== Given data ==
Issue #435, opened 2026-05-13
peersync.NewAsset() silently drops poll messages from v5.0.0 peers due to case-sensitive asset parsing


ronballesteros:
### Summary
Nodes running the peersync-based peerswap (post-v5.0.0) silently drop all inbound poll messages from peers running v5.0.0, causing those peers to age the node off their active peer list and never reconnect.  

### Root Cause
`peersync.NewAsset()` performs a direct map lookup against stringToAsset, which only contains uppercase keys ("BTC", "LBTC"). However, v5.0.0 nodes advertise assets in lowercase ("btc", "lbtc") in their poll payloads. The lookup fails silently and the poll is discarded.   
                                
```
  // current — breaks on lowercase input
  func NewAsset(value string) (Asset, error) {
      if asset, ok := stringToAsset[value]; ok {                                    
          return asset, nil
      }                                                                             
      return AssetUnknown, fmt.Errorf("unsupported asset: %s", value)
  }
```

### Symptoms                                                                          
- Logs on the newer node show repeated: failed to parse poll message: invalid poll payload: unsupported asset: btc                          
- Remote v5.0.0 peer sees the node appear briefly then drop off their peer list within hours                                                                      
- Remote peer cannot reconnect without restarting their peerswap daemon

### Fix                                                       
                                                                                    
Normalize the input before lookup:                                                

```   
  func NewAsset(value string) (Asset, error) {                                      
      normalized := strings.ToUpper(strings.TrimSpace(value))
      if asset, ok := stringToAsset[normalized]; ok {
          return asset, nil
      }
      return AssetUnknown, fmt.Errorf("unsupported asset: %s", value)               
  }
```                                                             

### Impact                                                    
Any node that upgraded past v5.0.0 (where peersync replaced the old poll package) is silently incompatible with peers still on v5.0.0. The failure is not surfaced as an error to either side as peers just stop appearing as active.

<img width="700" height="300" alt="Image" src="https://github.com/user-attachments/assets/b75c848d-3186-4af7-82af-3f8be09729d1" />

YusukeShimizu:
Thanks for the report and fix.
I think this issue is resolved by #437.

PR #437, opened 2026-05-13
fix: peersync - case insensitive asset parsing

ronballesteros:
## Context

Related to https://github.com/ElementsProject/peerswap/issues/435
                                                                        
Nodes running the `peersync`-based daemon (post-v5.0.0) silently drop all inbound poll messages from peers still on v5.0.0, causing a one-way compatibility break.                                   

`NewAsset()` performs a direct map lookup against `stringToAsset`, which only contains uppercase keys (`"BTC"`, `"LBTC"`). v5.0.0 nodes advertise assets in lowercase in their poll payloads. The lookup fails, the poll is discarded, and `observedAt` never refreshes on the remote side. The remote peer ages the node off their active list within hours and cannot recover without restarting their daemon.                               
                                                                                    
### Logs on the node show: 
```                                                     
  failed to parse poll message: invalid poll payload: unsupported asset: btc
  failed to parse poll message: invalid poll payload: unsupported asset: lbtc
```

### Fix                                                                            
Normalize the input with `strings.ToUpper` before lookup so both uppercase and lowercase symbols are accepted.             

### Testing                                                                        
Verified manually against a v5.0.0 peer. Poll messages containing lowercase `"btc"`/`"lbtc"` are now parsed correctly and `observedAt` stays current.

### DIFF
--- a/peersync/peer.go
+++ b/peersync/peer.go
@@ -4,6 +4,7 @@ package peersync
 import (
 	"errors"
 	"fmt"
+	"strings"
 	"time"
 
 	"github.com/elementsproject/peerswap/premium"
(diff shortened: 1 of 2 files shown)


YusukeShimizu (approved):
Approved. Thanks for the focused fix.  
I also checked the previous `misc_2` CI failure.
It was an unrelated integration-test/glightning shutdown race, and the rerun is green now.

PR #710, opened 2020-09-28
Don't lose data when updating a pandas index

ajkerrigan:
TL;DR: Oops.

This partially reverts commit fc63620802cd5526f3828970b4a17bf20bbd6998.

If we have an Int64Index with valuable data, converting it to a `RangeIndex` steamrolls over that data. It is safer to use `reset_index()`, so the previous index becomes a column and we don't lose anything. The way it used to work in the first place!

😊


saulpw (approved):
Okay, I trust that this is better :)

PR #724, opened 2020-10-13
Add traceback warnings for deprecated calls

ajkerrigan:
During a VisiData 2.0 update pass on some of my plugins I ran into a helpful deprecation message about the `load_pyobj` function. I peeked at how VisiData generates deprecation notices, and saw a comment that said "ideally would include a stacktrace". And hey, that does sound useful! So here's one way we could provide a stack trace for deprecated calls. It produces this if I try to use `load_pyobj({})` in an `exec-python` string:

image

Useful? Not useful? Needs tweaks? I don't know, worth a shot though :).

### DIFF
--- a/visidata/deprecated.py
+++ b/visidata/deprecated.py
@@ -1,4 +1,4 @@
-from visidata import Column, PyobjSheet, VisiData, vd
+from visidata import VisiData, vd
 import visidata
 
 alias = visidata.BaseSheet.bindkey
@@ -42,7 +42,7 @@ def SubrowColumn(*args, **kwargs):
 
 @deprecated('1.6')
 def DeferredSetColumn(*args, **kwargs):
-    return Column(*args, defer=True, **kwargs)
+    return visidata.Column(*args, defer=True, **kwargs)
 
 @deprecated('2.0')
 def bindkey_override(keystrokes, longname):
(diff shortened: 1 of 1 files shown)


visidata/deprecated.py
```diff
@@ -1,16 +1,20 @@
-from visidata import VisiData
+from visidata import Column, PyobjSheet, VisiData, vd
```
saulpw: For consistency with how it is in this file currently, and Reasons, let's keep this importing only `VisiData` and `vd`; reference the rest like `visidata.Column`.

visidata/deprecated.py
```diff
@@ -1,16 +1,20 @@
...
 alias = visidata.BaseSheet.bindkey
 
 def deprecated(ver, instead=''):
     def decorator(func):
         def wrapper(*args, **kwargs):
-            # ideally would include a stacktrace
+            import traceback
+
+            for line in reversed(traceback.extract_stack(limit=6)[:-1]):
+                vd.warning(f'    file {line.filename} at line {line.lineno} in {line.name}')
```
saulpw, line 12: What do you think about putting the entire traceback in a single multiline string?

ajkerrigan: I'd like that if you could help me sort out how. I tried a couple ways of sending a multi-line string to `vd.warning`. The message history seemed to have trouble with `\t` or `\n` characters:

image

If there's a nice way to avoid calling `vd.warning` repeatedly I'm all for it.

visidata/deprecated.py
ajkerrigan: Sure thing, I support Reasons 😁 !

visidata/deprecated.py
saulpw: If you go multiline with `v`, the newlines are handled better (not sure about the tabs or overall workability though).  If we can get this to work reasonably, I prefer it somewhat, but if it's too much of a pain, we can stick with the original stream of vd.warning.

Actually, now that I think about it, in the deprecated usage case, do we actually want the full stack trace, or just the file/line where the deprecated function is used directly?

PR #728, opened 2020-10-14
Fix HDF5 loader

amotl:
Hi there,

after trying to load a HDF5 file at hand, we found different problems when drilling down into leaf nodes. These updates improve things slightly.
===
Write out word for word only the lines from the start of the entries down to the line with "### Summary", please, including both ends.

» **Result**:
Issue #435, opened 2026-05-13
peersync.NewAsset() silently drops poll messages from v5.0.0 peers due to case-sensitive asset parsing


ronballesteros:
### Summary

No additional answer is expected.